Every Token Counts: Generalizing 16M Ultra-Long Context in Large Language Models

Hu, Xiang, Zhou, Zhanchao, Liang, Ruiqi, Li, Zehuan, Wu, Wei, Li, Jianguo

arXiv.org Artificial Intelligence

This work explores the challenge of building "Machines that Can Remember", framing long-term memory as the problem of efficient ultra-long context modeling. We argue that this requires three key properties: sparsity, random-access flexibility, and length generalization. To address ultra-long-context modeling, we leverage Hierarchical Sparse Attention (HSA), a novel attention mechanism that satisfies all three properties. We integrate HSA into Transformers to build HSA-UltraLong, which is an 8B-parameter MoE model trained on over 8 trillion tokens and is rigorously evaluated on different tasks with in-domain and out-of-domain context lengths to demonstrate its capability in handling ultra-long contexts.
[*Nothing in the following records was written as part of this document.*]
PR #1051, opened 2020-08-22
Inkscape svg2png

lufv:
Inkscape doesn't use --without-gui argument anymore


jkoan:
Hi @lufv 
Thank you for your work.
I saw the patch of Debian here: https://salsa.debian.org/debian/navit/-/blob/master/debian/patches/inkscape-1.0.patch
I think the Debian one would be more compleat, right?
Also, for me its more readable then your Solution.

lufv:
> Hi @lufv
> Thank you for your work.
> I saw the patch of Debian here: https://salsa.debian.org/debian/navit/-/blob/master/debian/patches/inkscape-1.0.patch
> I think the Debian one would be more compleat, right?
> Also, for me its more readable then your Solution.

Yes, I think it looks okay!

lufv:
I guess it also explains why I didn't get any PNG files after my patch. Will check if after this one it'll work

jkoan:
Obsolete as of #1056

PR #1061, opened 2020-10-14
add:graphics:svg_debug:Add svg_debugging plugin

jkoan:
This Pull request adds a graphic plugin to debug other graphics plugins. It acts as a proxy between the graphic plugin under test and the navit core.

It can be configured via the attibutes `name` and `outputdir`. The `name` is the name of the Plugin which should be proxied, and `outputdir` is the part where the svg images should be saved to.

TODOs for later are mainly:

- overlay support
- improved font support (currently only none rotated text is supported)

here's a svg from the Plugin (Github don't like raw svg...):
[svg_debug_frame_5.zip](https://github.com/navit-gps/navit/files/5378043/svg_debug_frame_5.zip)


hoehnp (approved):
looks good to me

PR #378, opened 2026-06-30
interflop-backend-prism: support prism set_rounding_mode

pablooliveira:
Add support for prism set_rounding_mode() both as a user-call and through backend args.


yohanchatelain (approved):
LGTM!

PR #380, opened 2026-07-22
ddebug: disable debuginfod in inclusion generation

### LINKED ISSUE #379: Deadlock in test_ddebug_archimedes due to ubuntu debuginfo.
Found it with Claude.

`test_ddebug_archimedes` isn't nondeterministically flaky — it deadlocks every time during the reference run.

Root cause chain:

1. `vfc_ddebug`'s reference run executes `./archimedes` (built with `--ddebug`) via `ddRun`.
2. At program exit, verificarlo's `vfc_atexit()` destructor calls `ddebug_generate_inclusion()` (`src/vfcwrapper/vfcwrapper.c:169-195`, generated from `src/vfcwrapper/main.c.in`). For every instrumented FP op it needs to log, it `fork()`s and `execlp()`s:
`execlp(ADDR2LINE_BIN, ADDR2LINE_PATH, "-fpaCs", "-e", executable, addr, NULL);`
2. then the parent just calls `wait(&status)` — no timeout.
3. Your environment has `DEBUGINFOD_URLS=https://debuginfod.ubuntu.com` set. LLVM 18's `llvm-addr2line` honors that automatically and, even though it's given an address directly on the command line, it also fires off a debuginfod HTTP lookup for extra debug info.
4. In this sandbox, that outbound connection is silently dropped rather than refused, so `llvm-addr2line` blocks forever in `poll()` waiting on the socket. I confirmed this directly:
`llvm-addr2line -fpaCs -e ./archimedes 0x402454`        → hangs
`llvm-addr2line -fpaCs --no-debuginfod -e ./archimedes 0x402454` → "archimedes at archimedes.c:17" instantly
5. Since the parent (`archimedes`) just `wait()`s on that child, the whole reference-run subprocess hangs forever, `vfc_ddebug` never gets a return code, and the `Makefile:9: dd` target sits until someone Ctrl-C's it — exactly the `KeyboardInterrupt` in `test.log`.

**Immediate unblock** (no source change): unset `DEBUGINFOD_URLS` before running the test — I verified this makes `llvm-addr2line` return immediately.

**Real fix**: add `--no-debuginfod` to the `execlp` call in `src/vfcwrapper/main.c.in` (and regenerate `main.c/vfcwrapper.c`), since verificarlo always points addr2line at a local `/proc/<pid>/exe` and never wants a network round-trip here.

yohanchatelain:
Pass --no-debuginfod to addr2line in ddebug inclusion generation to avoid hangs when DEBUGINFOD_URLS points to an unreachable endpoint. Add a timeout-based regression check in test_ddebug_gen_include that sets DEBUGINFOD_URLS to an invalid URL and fails quickly if generation blocks.

Fix #379

### DIFF
--- a/src/vfcwrapper/main.c.in
+++ b/src/vfcwrapper/main.c.in
@@ -179,8 +179,8 @@ void ddebug_generate_inclusion(char *dd_generate_path, vfc_hashmap_t map) {
                  (void *)(get_value_at(map->items, i) - CALL_OP_SIZE));
         snprintf(executable, 64, "/proc/%d/exe", getppid());
         dup2(output, 1);
-        execlp(ADDR2LINE_BIN, ADDR2LINE_PATH, "-fpaCs", "-e", executable, addr,
-               NULL);
+        execlp(ADDR2LINE_BIN, ADDR2LINE_PATH, "-fpaCs", "--no-debuginfod", "-e",
+               executable, addr, NULL);
         logger_error("error running " ADDR2LINE_BIN);
       } else {
         int status;
--- a/tests/test_ddebug_gen_include/test.sh
+++ b/tests/test_ddebug_gen_include/test.sh
@@ -2,7 +2,27 @@
 set -e
 verificarlo-c --ddebug -g -O0 test.c -o test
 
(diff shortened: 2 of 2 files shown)


pablooliveira (approved):
LGTM ! Thanks

PR #253, opened 2021-07-22
Prefer `this.appId` to `this.application.id`

Page-:
Change-type: patch


Page-:
@balena-ci I self-certify!

PR #254, opened 2021-07-22
Switch to tmp-promise instead of tmp

Page-:
Change-type: patch


Page-:
@balena-ci I self-certify!

PR #256, opened 2021-07-22
Make use of async/await to simplify the code

Page-:
Change-type: patch


Page-:
@balena-ci I self-certify!

PR #257, opened 2021-07-22
Catch errors during build of preload image

klutchell:
Try to catch errors such as https://github.com/balena-io/balena-cli/issues/2290

Change-type: patch

### DIFF
--- a/lib/preload.js
+++ b/lib/preload.js
@@ -276,8 +276,11 @@ class Preloader extends EventEmitter {
 		await new Bluebird((resolve, reject) => {
 			this.docker.modem.followProgress(
 				build,
-				(error) => {
+				(error, output) => {
 					// onFinished
+					if (!error && output) {
+						error = output.pop().error;
+					}
 					if (error) {
 						reject(error);
 					} else {


pdcastro (approved):

lib/preload.js
```diff
@@ -276,8 +276,11 @@ class Preloader extends EventEmitter {
 		await new Bluebird((resolve, reject) => {
 			this.docker.modem.followProgress(
 				build,
-				(error) => {
+				(error, output) => {
 					// onFinished
+					if (!error && output) {
+						error = output.pop().error;
```
pdcastro, line 282: Oh, I have already approved the PR and it is merged, but if it is possible for `output` to be an empty array, this could produce a TypeError:
```
$ node
> let output = []
> if (output) { output.pop().error }
Uncaught TypeError: Cannot read property 'error' of undefined
```
A fix, if needed, might be to test `if (!error && output && output.length)`.

klutchell: It's possible, I will open a new PR for the fixup!

PR #258, opened 2021-07-23
Use class syntax for declaring instance variables

Page-:
Change-type: patch


Page-:
@balena-ci I self-certify!

PR #261, opened 2021-07-23
Use dd and blkid to get the partition label at an offset into the image

Page-:
This shaves off around 7 seconds for fetchign partition info in my
local testing

Change-type: patch

### DIFF
--- a/src/preload.py
+++ b/src/preload.py
@@ -12,12 +12,12 @@ from math import ceil, floor
 from re import match, search
 from retry.api import retry_call
 from sh import (
+    blkid,
     btrfs,
     dd,
     df,
     docker as _docker,
     dockerd,
-    file,
     fsck,
     losetup,
     mount,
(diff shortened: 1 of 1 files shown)


jakogut:
Does this work for MBR as well as GPT formatted disks?

Page-:
Do you know which version of balenaOS uses MBR/GPT so they can be tested @jakogut ?

jakogut:
@Page- The only gpt formatted images I'm aware of currently are the ones in [balena-generic](https://github.com/balena-os/balena-generic). @alexgg Do you know of any others?

jakogut:
@Page- Ah, the Jetson images are GPT formatted

```
/home/joseph/balena-os/balena-jetson/layers/meta-balena-jetson/recipes-core/images/balena-image.inc
117:PARTITION_TABLE_TYPE = "gpt"
```

PR #268, opened 2022-01-27
Stop relying on the /device-types/v1 endpoints

thgreasi:
Also bumps balena-sdk to v16 (which bumps the node dependency) and TypeScript to v4.5.

Resolves: #269
Change-type: major
See: https://jel.ly.fish/improvement-stop-relying-device-types-v1-device-type-json-unrelated-things-4fbac3c
See: https://jel.ly.fish/brainstorm-topic-cc53b047-fbee-4778-b664-fa7322e9abf4
Signed-off-by: Thodoris Greasidis <thodoris@balena.io>

### DIFF
--- a/lib/preload.ts
+++ b/lib/preload.ts
@@ -360,7 +360,14 @@ export class Preloader extends EventEmitter {
 	}
 
 	async _fetchDeviceTypes() {
-		this.deviceTypes = await this.balena.models.config.getDeviceTypes();
+		this.deviceTypes = await this.balena.models.deviceType.getAll({
+			$select: 'slug',
+			$expand: {
+				is_of__cpu_architecture: {
+					$select: 'slug',
+				},
+			},
+		});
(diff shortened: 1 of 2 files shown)


lib/preload.ts
```diff
@@ -826,12 +846,13 @@ export class Preloader extends EventEmitter {
...
-						should_be_running__release: { __id },
-					} = await this.balena.models.application.get(this.appId, {
-						$select: 'should_be_running__release',
-					});
-					releaseFilter.id = __id;
+					const { should_be_running__release } =
+						await this.balena.models.application.get(this.appId, {
+							$select: 'should_be_running__release',
+						});
+					releaseFilter.id = (
```
thgreasi, line 853: This surfaces that we might need to do a follow-up to add an error if the app is set to track the null release.
I guess though that the CLI might already be checking this...

PR #273, opened 2022-05-20
Add support for preloading v3 target state format

pipex:
Supervisor v13 and above uses the newer v3 target state endpoint. This updates the preloading mechanism so `apps.json` is created using this new format for OS images including this newer supervisor.

Change-type: minor

### DIFF
--- a/lib/preload.ts
+++ b/lib/preload.ts
@@ -523,6 +523,17 @@ export class Preloader extends EventEmitter {
 		this.emit('progress', { name, percentage });
 	}
 
+	// Return the version of the target state endpoint used by the supervisor
+	_getStateVersion() {
+		if (this._supervisorLT7()) {
+			return 1;
+		} else if (this._supervisorLT13()) {
+			return 2;
+		} else {
+			return 3;
+		}
+	}
+
 	async _getState() {
 		const uuid = this.balena.models.device.generateUniqueKey();
 		const deviceInfo = await this.balena.models.device.register(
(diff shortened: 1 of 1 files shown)


lib/preload.ts
```diff
@@ -587,16 +609,32 @@ export class Preloader extends EventEmitter {
 					ci.image[0].is_stored_at__image_location.toLowerCase(),
 			});
 		});
+
 		// App from the state endpoint (v1 or v2 depending on the supervisor version).
-		const app = _.values(this.state.local.apps)[0];
 		if (this._supervisorLT7()) {
```
klutchell, line 614:
```suggestion
		if (version === 1) {
```

lib/preload.ts
```diff
@@ -587,16 +609,32 @@ export class Preloader extends EventEmitter {
...
+			const app = _.values(this.state.local.apps)[0];
 			// Pre-multicontainer: there is only one image: use the only image from the state endpoint.
 			images[0].is_stored_at__image_location = app.image.toLowerCase();
 		} else {
+			const _getAppServices = (apps) => {
+				if (this._supervisorLT13()) {
```
klutchell, line 620:
```suggestion
				if (this._getStateVersion() === 2) {
```

lib/preload.ts
```diff
@@ -587,16 +609,32 @@ export class Preloader extends EventEmitter {
 					ci.image[0].is_stored_at__image_location.toLowerCase(),
 			});
 		});
+
 		// App from the state endpoint (v1 or v2 depending on the supervisor version).
-		const app = _.values(this.state.local.apps)[0];
 		if (this._supervisorLT7()) {
+			const app = _.values(this.state.local.apps)[0];
```
klutchell, line 615: Should we adjust `_getAppServices` to support all versions and use it everywhere for consistency?

pipex: Yeah, that would simplify the code. I'll make the change

klutchell:
LGTM. Have you been able to test it locally with a build of the CLI?

You can manually copy these files to the `node_modules` of a balena-cli clone and build it for testing. Or you can open a draft PR of the CLI and pin to this pre-release of the balena-preload package (`balena-preload@12.1.0-preload-v3-02d2264acd2e5ca01bb907d24426c4a3c919839d`).

pipex:
@klutchell I have tested it (using [npm-link](https://docs.npmjs.com/cli/v8/commands/npm-link)). I tested with a v2 supervisor and a v3 supervisor. Both preload apps.json correctly, although the latest supervisor had a couple of preload bugs, hence https://github.com/balena-os/balena-supervisor/pull/1944

klutchell (approved):

PR #277, opened 2022-11-17
fix stdin with docker 20.10.17

aethernet:
Fix regression with docker 20.10.17


aethernet:
Thanks to [PhaseOne](https://github.com/phaseOne) for the PR

Fix https://github.com/balena-io-modules/balena-preload/pull/275

aethernet:
@balena-ci I self-certify!

PR #278, opened 2022-12-16
minor: add .etch preload functions

aethernet:
Prepare .etch preloading


klutchell:
Why are we using the same repo? I would be in favour of a new one since the CLI depends on this and we don't want to include any of the new stuff.

aethernet:
@klutchell at some point the CLI will need to be able to do this

cli already depends on this and etcher-sdk, so it will have the two parts of the process. 
We'll eventually be able to replace the cli preloader with a (transparent) .etch mechanism and completely remove the dependency on a running docker engine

Results show that our model performs comparably to full-attention baselines on in-domain lengths while achieving over 90% accuracy on most in-context retrieval tasks with contexts up to 16M. This report outlines our experimental insights and open problems, contributing a foundation for future research in ultra-long context modeling. Figure 1: Despite being pre-trained with an 8K context window and mid-trained up to 32K, HSA-UltraLong achieves near-perfect accuracy on S-NIAH even at a 16M-token context length. The red dashed line at 32K marks the boundary between in-domain (left) and out-of-domain (right).